◆ **Records shown**
*** Begin section ***
PR #198, opened 2019-03-11
Fix compile issues in doc directory

bmunger:
This solves issue with the Makefile in the doc directory.  Some files have been renamed or converted and not reflected in the m4 file.

### DIFF
--- a/configure.ac
+++ b/configure.ac
@@ -92,6 +92,11 @@ if test x"$use_asciidoc" = x"auto"; then
   if test -z "$ASCIIDOC"; then
     have_asciidoc=no
     AC_MSG_WARN([AsciiDoc not found - cannot rebuild documentation!])
+    if test -f "doc/manual.html" && test -f "doc/submitting-patches.html"; then
+      AC_MSG_WARN([Found pre-built documentation.])
+    else
+      AC_MSG_ERROR(Asciidoc is required to build documentation.)
+    fi
   else
     have_asciidoc=yes
   fi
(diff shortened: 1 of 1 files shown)


lfos:
Thank you for opening this PR. I think you are addressing a long-standing issue.

Unfortunately, it is not that simple, though: currently, the release tarballs include pre-built documentation and *should* allow for performing a full build (including documentation) without having AsciiDoc installed. If it does not, please let me know. When using a development snapshot, AsciiDoc is a requirement for building documentation.

Therefore, the build system currently checks for AsciiDoc but only warns when it is not available (since a build running from a release tarball will complete successfully anyways). I see two options:

1. Add an additional check to the `configure` and error out if neither AsciiDoc nor pre-built documentation is available.
2. Make AsciiDoc a requirement, even for release tarballs.

I prefer the first option. Opinions?

vxid:
I think the first option is preferable as well.

bmunger:
Option 1 should be fine.  configure should not complete without error in a condition where make will fail.

lfos:
Are you interested in replacing this PR with a patch that implements this?

bmunger:
Sure no problem.  Soon as I get home from work I will revert and add the conditional checks to configure.ac.  Thanks.

bmunger:
Reverted previous change.  This change to configure.ac will warn when asciidoc and a2x have not been found but will continue if pre-built documentation and man pages are found, if not it will produce an error.  I don't expect that the a2x error will ever be seen since it's part of the asciidoc package though.  I opted to use shell functions to test for the pre-built files instead of AC_CHECK_FILE due to some concerns over cross compile during package building which may happen in some Linux distributions.  The changes have been tested without asciidoc and without the pre-built files, without asciidoc and with pre-built files, and with asciidoc.  It behaves as expected.  Let me know if this is acceptable.  Thanks.

lfos:
Merged into pu with some minor changes. Thanks!

PR #199, opened 2019-03-13
Change calcurse -C and -D long options

vxid:
See #192


lfos:
Merged into pu, thanks!

Issue #201, opened 2019-03-17
Deadlock when leaving configuration menu


lhca:
The recently released version 4.4.0 has exposed a deadlock that unfortunately is present already in version 4.3.0.

### Problem
Before 4.4.0, on startup calcurse would issue a fatal error and exit, if the configuration file `conf` contained an invalid entry. The same would happen when calcurse saved the configuration file, except it never got that far. That could only happen if you edited the file and introduced an error after calcurse had loaded it - a very unlikely scenario. But in that case calcurse would deadlock on exit for reasons explained below.

In 4.4.0, the fatal error on startup is relaxed to a warning and calcurse ignores the variable and  continues thus exposing the deadlock. If you in that situation enters the configuration menu, calcurse will deadlock on exit from the menu when it tries to save the configuration (which happens on menu exit and no longer on program exit or when the save command is issued).

### Reason
The deadlock is caused by the main thread waiting for the notification thread (which keeps the clock ticking) to cancel. That thread is blocked (notice the stopped clock) trying to lock a mutex held by the main thread.

### Workaround
If calcurse complains about a configuration option on startup, exit, open the configuration file in an editor and remove the offending option or comment it out with a `#`.

### Proposed solution
When saving a defective configuration file, calcurse should warn (as on startup) and comment the option out in the saved file.

Additionally the use of the mutex (called `nbar.mutex`) should be reviewed. I believe it is superfluous when loading/saving the configuration file.

lfos:
Merged into pu, thanks!

PR #202, opened 2019-03-17
Avoid deadlock in config_save()

lhca:
Adresses GitHub issue #201.


lfos:
Merged into pu, thanks!

Issue #207, opened 2019-04-16
calcurse-caldav treat reccuring events of the kind "first tuesday of the month" as "each xth day of the month" where x if the day where the event has been created


Psycojoker:
Hello,

Step to reproduce:

- on your caldav server that is not calcurse, create an event like "every first tuesday of the month"
- sync using caldav-calcurse
- open calcurse, inside the first even is good, but the next ones aren't on tuesday but on the xth day of the month that was the day of the created even (like they are always on the 7th instead of tuesday)

I've tried looking a bit at the code calcurse-caldav.py but the bug seems located inside calcurse in "recur.c" and it's been like 10 years since I've done C :/

Kind regards,

lhca:
A recurring event of the type you describe cannot be expressed in calcurse at present.

Calcurse is limited to recurring events which can be expressed as "every _n_-th _period_ starting from _day_", where _n_ is a positive integer, _period_ is either day, week, month or year,  and _day_ is the selected day in the calendar. Examples are "every other day", or "every fourth week", or "every month", all starting from a particular day.

Even that is not without its problems and pitfalls. E.g. what does "every month starting from 31 May" mean? Or "every year starting from 28 February"?

Psycojoker:
Thanks for taking the time to write this detailed answer :)

lhca:
Not at all. As an illustration, try creating a recurring appointment like:

`From 22:30 to 22:45 every month starting on 31 May 2019`

In months with 31 days calcurse will show the appointment correctly. But the recurrence rule also generates an appointment for 31 June which by calcurse is interpreted as

`1 July 2019, 22:30 -> 22:45`

which can be recognized as the day after 30 June. But the iCalendar specification (RFC 5545) requires such recurrence instances must be ignored. Calcurse also displays the following instances which are harder to defend:

`1 March 2020, 22:30 -> ..:..`
`2 March 2020, 22:30 -> 22:45`

lfos:
I agree that this is a bug that should be fixed.

If we want to implement the original request, we should first come up with a way to extend the data file format in a clean and backwards compatible way.

lhca:
The instance
 
`2 March 2020, 22:30 -> 22:45`

is calcurse's interpretation of 31 February 2020, i.e. two days after 29 February 2020 (a leap year). But how is

`1 March 2020, 22:30 -> ..:..`

[...]

PR #208, opened 2019-04-28
Ignore impossible dates

lhca:
Addresses #207.

### DIFF
--- a/src/recur.c
+++ b/src/recur.c
@@ -815,6 +815,18 @@ recur_item_find_occurrence(time_t item_start, long item_dur,
 	lt_item_day.tm_isdst = lt_day.tm_isdst;
 	t = mktime(&lt_item_day);
 
+	/*
+	 * Impossible dates must be ignored (according to RFC 5545). Changing
+	 * only the year or the month may lead to dates like 29 February in
+	 * non-leap years or 31 November.
+	 */
+	if (rpt_type == RECUR_MONTHLY || rpt_type == RECUR_YEARLY) {
+		localtime_r(&t, &lt_item_day);
+		if (lt_item_day.tm_mday != lt_item.tm_mday)
+			return 0;
+	}
+
+	/* Exception day? */
 	if (LLIST_FIND_FIRST(item_exc, &t, exc_inday))
 		return 0;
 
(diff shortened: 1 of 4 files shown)


src/recur.c
```diff
@@ -811,6 +811,17 @@ recur_item_find_occurrence(time_t item_start, long item_dur,
...
+	if (!ISLEAP(1900 + lt_item_day.tm_year) &&
+	    lt_item_day.tm_mon == 1 && lt_item_day.tm_mday == 29)
+		return 0;
+	if (lt_item_day.tm_mon == 1 &&
+	    (lt_item_day.tm_mday == 30 || lt_item_day.tm_mday == 31))
+		return 0;
+	if ((lt_item_day.tm_mon == 3 || lt_item_day.tm_mon == 5 ||
+	     lt_item_day.tm_mon == 8 || lt_item_day.tm_mon == 10) &&
+	    lt_item_day.tm_mday == 31)
+		return 0;
```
*** End section ***
◆ **Exercise description**
Transcribe the data above in its entirety, exactly.

◆ **Output for this exercise**
PR #198, opened 2019-03-11
Fix compile issues in doc directory

bmunger:
This solves issue with the Makefile in the doc directory.  Some files have been renamed or converted and not reflected in the m4 file.

### DIFF
--- a/configure.ac
+++ b/configure.ac
@@ -92,6 +92,11 @@ if test x"$use_asciidoc" = x"auto"; then
   if test -z "$ASCIIDOC"; then
     have_asciidoc=no
     AC_MSG_WARN([AsciiDoc not found - cannot rebuild documentation!])
+    if test -f "doc/manual.html" && test -f "doc/submitting-patches.html"; then
+      AC_MSG_WARN([Found pre-built documentation.])
+    else
+      AC_MSG_ERROR(Asciidoc is required to build documentation.)
+    fi
   else
     have_asciidoc=yes
   fi
(diff shortened: 1 of 1 files shown)


lfos:
Thank you for opening this PR. I think you are addressing a long-standing issue.

Unfortunately, it is not that simple, though: currently, the release tarballs include pre-built documentation and *should* allow for performing a full build (including documentation) without having AsciiDoc installed. If it does not, please let me know. When using a development snapshot, AsciiDoc is a requirement for building documentation.

Therefore, the build system currently checks for AsciiDoc but only warns when it is not available (since a build running from a release tarball will complete successfully anyways). I see two options:

1. Add an additional check to the `configure` and error out if neither AsciiDoc nor pre-built documentation is available.
2. Make AsciiDoc a requirement, even for release tarballs.

I prefer the first option. Opinions?

vxid:
I think the first option is preferable as well.

bmunger:
Option 1 should be fine.  configure should not complete without error in a condition where make will fail.

lfos:
Are you interested in replacing this PR with a patch that implements this?

bmunger:
Sure no problem.  Soon as I get home from work I will revert and add the conditional checks to configure.ac.  Thanks.

bmunger:
Reverted previous change.  This change to configure.ac will warn when asciidoc and a2x have not been found but will continue if pre-built documentation and man pages are found, if not it will produce an error.  I don't expect that the a2x error will ever be seen since it's part of the asciidoc package though.  I opted to use shell functions to test for the pre-built files instead of AC_CHECK_FILE due to some concerns over cross compile during package building which may happen in some Linux distributions.  The changes have been tested without asciidoc and without the pre-built files, without asciidoc and with pre-built files, and with asciidoc.  It behaves as expected.  Let me know if this is acceptable.  Thanks.

lfos:
Merged into pu with some minor changes. Thanks!

PR #199, opened 2019-03-13
Change calcurse -C and -D long options

vxid:
See #192


lfos:
Merged into pu, thanks!

Issue #201, opened 2019-03-17
Deadlock when leaving configuration menu


lhca:
The recently released version 4.4.0 has exposed a deadlock that unfortunately is present already in version 4.3.0.

### Problem
Before 4.4.0, on startup calcurse would issue a fatal error and exit, if the configuration file `conf` contained an invalid entry. The same would happen when calcurse saved the configuration file, except it never got that far. That could only happen if you edited the file and introduced an error after calcurse had loaded it - a very unlikely scenario. But in that case calcurse would deadlock on exit for reasons explained below.

In 4.4.0, the fatal error on startup is relaxed to a warning and calcurse ignores the variable and  continues thus exposing the deadlock. If you in that situation enters the configuration menu, calcurse will deadlock on exit from the menu when it tries to save the configuration (which happens on menu exit and no longer on program exit or when the save command is issued).

### Reason
The deadlock is caused by the main thread waiting for the notification thread (which keeps the clock ticking) to cancel. That thread is blocked (notice the stopped clock) trying to lock a mutex held by the main thread.

### Workaround
If calcurse complains about a configuration option on startup, exit, open the configuration file in an editor and remove the offending option or comment it out with a `#`.

### Proposed solution
When saving a defective configuration file, calcurse should warn (as on startup) and comment the option out in the saved file.

Additionally the use of the mutex (called `nbar.mutex`) should be reviewed. I believe it is superfluous when loading/saving the configuration file.

lfos:
Merged into pu, thanks!

PR #202, opened 2019-03-17
Avoid deadlock in config_save()

lhca:
Adresses GitHub issue #201.


lfos:
Merged into pu, thanks!

Issue #207, opened 2019-04-16
calcurse-caldav treat reccuring events of the kind "first tuesday of the month" as "each xth day of the month" where x if the day where the event has been created


Psycojoker:
Hello,

Step to reproduce:

- on your caldav server that is not calcurse, create an event like "every first tuesday of the month"
- sync using caldav-calcurse
- open calcurse, inside the first even is good, but the next ones aren't on tuesday but on the xth day of the month that was the day of the created even (like they are always on the 7th instead of tuesday)

I've tried looking a bit at the code calcurse-caldav.py but the bug seems located inside calcurse in "recur.c" and it's been like 10 years since I've done C :/

Kind regards,

lhca:
A recurring event of the type you describe cannot be expressed in calcurse at present.

Calcurse is limited to recurring events which can be expressed as "every _n_-th _period_ starting from _day_", where _n_ is a positive integer, _period_ is either day, week, month or year,  and _day_ is the selected day in the calendar. Examples are "every other day", or "every fourth week", or "every month", all starting from a particular day.

Even that is not without its problems and pitfalls. E.g. what does "every month starting from 31 May" mean? Or "every year starting from 28 February"?

Psycojoker:
Thanks for taking the time to write this detailed answer :)

lhca:
Not at all. As an illustration, try creating a recurring appointment like:

`From 22:30 to 22:45 every month starting on 31 May 2019`

In months with 31 days calcurse will show the appointment correctly. But the recurrence rule also generates an appointment for 31 June which by calcurse is interpreted as

`1 July 2019, 22:30 -> 22:45`

which can be recognized as the day after 30 June. But the iCalendar specification (RFC 5545) requires such recurrence instances must be ignored. Calcurse also displays the following instances which are harder to defend:

`1 March 2020, 22:30 -> ..:..`
`2 March 2020, 22:30 -> 22:45`

lfos:
I agree that this is a bug that should be fixed.

If we want to implement the original request, we should first come up with a way to extend the data file format in a clean and backwards compatible way.

lhca:
The instance
 
`2 March 2020, 22:30 -> 22:45`

is calcurse's interpretation of 31 February 2020, i.e. two days after 29 February 2020 (a leap year). But how is

`1 March 2020, 22:30 -> ..:..`

[...]

PR #208, opened 2019-04-28
Ignore impossible dates

lhca:
Addresses #207.

### DIFF
--- a/src/recur.c
+++ b/src/recur.c
@@ -815,6 +815,18 @@ recur_item_find_occurrence(time_t item_start, long item_dur,
 	lt_item_day.tm_isdst = lt_day.tm_isdst;
 	t = mktime(&lt_item_day);
 
+	/*
+	 * Impossible dates must be ignored (according to RFC 5545). Changing
+	 * only the year or the month may lead to dates like 29 February in
+	 * non-leap years or 31 November.
+	 */
+	if (rpt_type == RECUR_MONTHLY || rpt_type == RECUR_YEARLY) {
+		localtime_r(&t, &lt_item_day);
+		if (lt_item_day.tm_mday != lt_item.tm_mday)
+			return 0;
+	}
+
+	/* Exception day? */
 	if (LLIST_FIND_FIRST(item_exc, &t, exc_inday))
 		return 0;
 
(diff shortened: 1 of 4 files shown)


src/recur.c
```diff
@@ -811,6 +811,17 @@ recur_item_find_occurrence(time_t item_start, long item_dur,
...
+	if (!ISLEAP(1900 + lt_item_day.tm_year) &&
+	    lt_item_day.tm_mon == 1 && lt_item_day.tm_mday == 29)
+		return 0;
+	if (lt_item_day.tm_mon == 1 &&
+	    (lt_item_day.tm_mday == 30 || lt_item_day.tm_mday == 31))
+		return 0;
+	if ((lt_item_day.tm_mon == 3 || lt_item_day.tm_mon == 5 ||
+	     lt_item_day.tm_mon == 8 || lt_item_day.tm_mon == 10) &&
+	    lt_item_day.tm_mday == 31)
+		return 0;
```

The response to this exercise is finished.